PR #668, opened 2025-03-12
Move and edit the protocol definition's discussion of batch modes

tgeoghegan:
The existing discussion of batch modes, batches and queries in the protocol definition section:

- discusses tasks, but comes before the {#task-configuration} section that introduces that concept
- contains normative information like batch mode identifiers and generally has more information in it than is strictly necessary to get the reader moving through the text

In this change:

- the overview is re-ordered so that batch modes and queries are introduced as a sub-section of {#task-configuration}
- some material is deleted from the protocol definition and moved into {#batch-modes}, so that there is a single, authoritative section normatively describing batch modes

I structured the PR as two commits for clarity. The first just moves the entire block of text, and the second makes edits.

### DIFF
--- a/draft-ietf-ppm-dap.md
+++ b/draft-ietf-ppm-dap.md
@@ -1166,8 +1166,8 @@ following parameters associated with it:
   in a `Prio3Histogram`).
 * A URL relative to which the Leader's API resources can be found.
 * A URL relative to which the Helper's API resources can be found.
-* The batch mode for this task (see {{batch-mode}}), which determines how reports
-  are grouped into batches.
+* The batch mode for this task (see {{batch-modes-overview}}), which determines
+  how reports are grouped into batches.
 * `task_interval` (`Interval`): Reports whose timestamp is outside of this
   interval will be rejected by the Aggregators.
 * `time_precision` (`Duration`): Used to compute timestamps in DAP. See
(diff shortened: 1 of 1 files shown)


divergentdave (approved):

draft-ietf-ppm-dap.md
```diff
@@ -1239,6 +1198,23 @@ A task's parameters are immutable for the lifetime of that task. The only way to
 change parameters or to rotate secret values like collector HPKE configuration
 or the VDAF verification key is to configure a new task.
 
+### Batch Modes, Batches, and Queries {#batch-modes-overview}
+
+An aggregate result is computed from a set of reports, called a "batch". The
+Collector requests the aggregate result by making a "query" and the Aggregators
+use this query to construct a batch for aggregation.
```
cjpatton, line 1205:
```suggestion
use this query to select a batch for aggregation.
```

draft-ietf-ppm-dap.md
```diff
@@ -1239,6 +1198,23 @@ A task's parameters are immutable for the lifetime of that task. The only way to
 change parameters or to rotate secret values like collector HPKE configuration
 or the VDAF verification key is to configure a new task.
 
+### Batch Modes, Batches, and Queries {#batch-modes-overview}
```
cjpatton, line 1201: Worth mentioning here that batches are always disjoint sets of reports.

cjpatton (approved):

···

▶ Task to carry out
From the records above, pick out and copy each line holding the word "discussion".

▶ Result
Move and edit the protocol definition's discussion of batch modes
The existing discussion of batch modes, batches and queries in the protocol definition section:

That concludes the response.